Task instructions | Among the entries below, find the line with "3. Any docs updates needed?", then quote it and each following line up to and including the line with "All those things", and nothing else.

Given information |
================================
PR #92, opened 2021-04-13
Updated HelloSearchAttributes example

tsurdilo:

## What was changed:

Updated HelloSearchAttributes:
* added comments
* added comments
* small updates to code
## Why?

This example had comments that it is not functional, but the fix has already been applied to the java sdk
Updating example so that is clear to users
## Checklist

1. Closes issue: 

2. How was this tested:

3. Any docs updates needed?

### DIFF
--- a/src/main/java/io/temporal/samples/hello/HelloSearchAttributes.java
+++ b/src/main/java/io/temporal/samples/hello/HelloSearchAttributes.java
@@ -52,203 +52,203 @@ import java.util.Map;
  */
 public class HelloSearchAttributes {
 
-    // Define the task queue name
-    static final String TASK_QUEUE = "HelloSearchAttributesTaskQueue";
+  // Define the task queue name
+  static final String TASK_QUEUE = "HelloSearchAttributesTaskQueue";
 
-    // Define our workflow unique id
-    static final String WORKFLOW_ID = "HelloSearchAttributesWorkflow";
+  // Define our workflow unique id
+  static final String WORKFLOW_ID = "HelloSearchAttributesWorkflow";
 
-    /**
-     * Define the Workflow Interface. It must contain one method annotated with @WorkflowMethod.
-     *
-     * <p>Workflow code includes core processing logic. It that shouldn't contain any heavyweight
-     * computations, non-deterministic code, network calls, database operations, etc. All those things
-     * should be handled by Activities.
-     *
-     * @see io.temporal.workflow.WorkflowInterface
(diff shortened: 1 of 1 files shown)


src/main/java/io/temporal/samples/hello/HelloSearchAttributes.java
```diff
@@ -165,7 +240,7 @@ private static String generateDateTimeFieldValue() {
     return ZonedDateTime.now(ZoneId.systemDefault()).format(formatter);
   }
 
-  // example for extract value from search attributes
+  // Example for extract value from search attributes
```
Sushisource, line 243: Should be changed to "extracting a value"

src/main/java/io/temporal/samples/hello/HelloSearchAttributes.java
```diff
@@ -45,33 +45,64 @@
 import java.util.UUID;
 
 /**
- * TODO(maxim): This sample is broken. https://github.com/temporalio/temporal-java-samples/issues/10
+ * Sample Temporal workflow that shows setting up and retriving workflow search attributes.
```
Sushisource, line 48: I think "demonstrates" rather than "shows" here reads a bit better

src/main/java/io/temporal/samples/hello/HelloSearchAttributes.java
```diff
@@ -85,62 +116,106 @@ public String getGreeting(String name) {
...
+  /**
+   * With our Workflow and Activities defined, we can now start execution. The main method is our
+   * workflow starter.
+   */
   public static void main(String[] args) {
-    // gRPC stubs wrapper that talks to the local docker instance of temporal service.
+    /*
+     * Define the workflow service. It is a gRPC stubs wrapper which talks to the docker instance of
+     * our locally running Temporal service.
+     */
```
Sushisource, line 138: I dunno that you need to mention "the docker instance" here. In principle it could be a full on deployment, but really the fact that it talks to the Temporal service is what matters.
================================
Task answer |
3. Any docs updates needed?

### DIFF
--- a/src/main/java/io/temporal/samples/hello/HelloSearchAttributes.java
+++ b/src/main/java/io/temporal/samples/hello/HelloSearchAttributes.java
@@ -52,203 +52,203 @@ import java.util.Map;
  */
 public class HelloSearchAttributes {
 
-    // Define the task queue name
-    static final String TASK_QUEUE = "HelloSearchAttributesTaskQueue";
+  // Define the task queue name
+  static final String TASK_QUEUE = "HelloSearchAttributesTaskQueue";
 
-    // Define our workflow unique id
-    static final String WORKFLOW_ID = "HelloSearchAttributesWorkflow";
+  // Define our workflow unique id
+  static final String WORKFLOW_ID = "HelloSearchAttributesWorkflow";
 
-    /**
-     * Define the Workflow Interface. It must contain one method annotated with @WorkflowMethod.
-     *
-     * <p>Workflow code includes core processing logic. It that shouldn't contain any heavyweight
-     * computations, non-deterministic code, network calls, database operations, etc. All those things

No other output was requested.